PROBLEM REQUIREMENTS :: Go through the entries below and return every line that contains "EStorvik".

Start of DATA

PR #99, opened 2022-10-28
Modified examples and corrections

EStorvik:
Made minor modifications to correction notebook and correction initiaization such that they overlap to a greater extent with the AnalysisBase assumptions on the config setup.

### DIFF
--- a/examples/images/config.json
+++ b/examples/images/config.json
@@ -1,6 +1,6 @@
 {
-    "color_correction": {
-        "roi_color_correction": [
+    "color": {
+        "roi": [
             [
                 146,
                 196
@@ -19,8 +19,8 @@
             ]
         ]
     },
-    "drift_correction": {
-        "roi_drift_correction": [
+    "drift": {
+        "roi": [
             [
                 57,
                 2
@@ -39,7 +39,7 @@
             ]
         ]
     },
-    "curvature_correction": {
+    "geometry": {
         "init": {
             "horizontal_bulge": 5e-09,
             "horizontal_center_offset": 0,
--- a/examples/images/config.json
+++ b/examples/images/config.json
@@ -39,7 +39,7 @@
             ]
         ]
     },
-    "geometry": {
+    "curvature": {
         "init": {
             "horizontal_bulge": 5e-09,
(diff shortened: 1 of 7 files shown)


examples/images/config.json
```diff
@@ -39,7 +39,7 @@
             ]
         ]
     },
-    "curvature_correction": {
+    "geometry": {
```
jwboth, line 42: I wonder whether it would not be actually better to use consistently `curvature_correction`, as we did not change the name of `CurvatureCorrection`.

src/daria/corrections/shape/curvature.py
```diff
@@ -76,19 +76,11 @@ def __init__(
...
+                    self.config = json.load(openfile)
             else:
                 assert isinstance(config, Path)
                 with open(config, "r") as openfile:
-                    tmp_config = json.load(openfile)
-                if "curvature_correction" in tmp_config:
-                    self.config = tmp_config["curvature_correction"]
-                else:
-                    self.config = tmp_config
+                    self.config = json.load(openfile)
```
jwboth, line 83: This is redundant. If `config` is of type `Path`, then `Path(config)` is still of type `Path`. So the case that`config` is of type `str` or `Path` can be covered by the above case.

jwboth (approved):
Looks good aside of the failing test. I think, maybe we should keep `curvature_correction` or call it simply `curvature` to be consistent with `color` and `drift`. What do you think?

src/daria/corrections/shape/curvature.py
EStorvik: I removed it thanks

examples/images/config.json
EStorvik: I changed it to curvature to be consistent with drift and color. Will you modify in the analysis scripts so that they by default looks for curvature and not geometry? Or should I just go into analysisbase.py and change it?

jwboth: I can do it.

src/daria/corrections/shape/curvature.py
jwboth: Great!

End of DATA

ANSWER AREA ::
EStorvik:
EStorvik: I removed it thanks
EStorvik: I changed it to curvature to be consistent with drift and color. Will you modify in the analysis scripts so that they by default looks for curvature and not geometry? Or should I just go into analysisbase.py and change it?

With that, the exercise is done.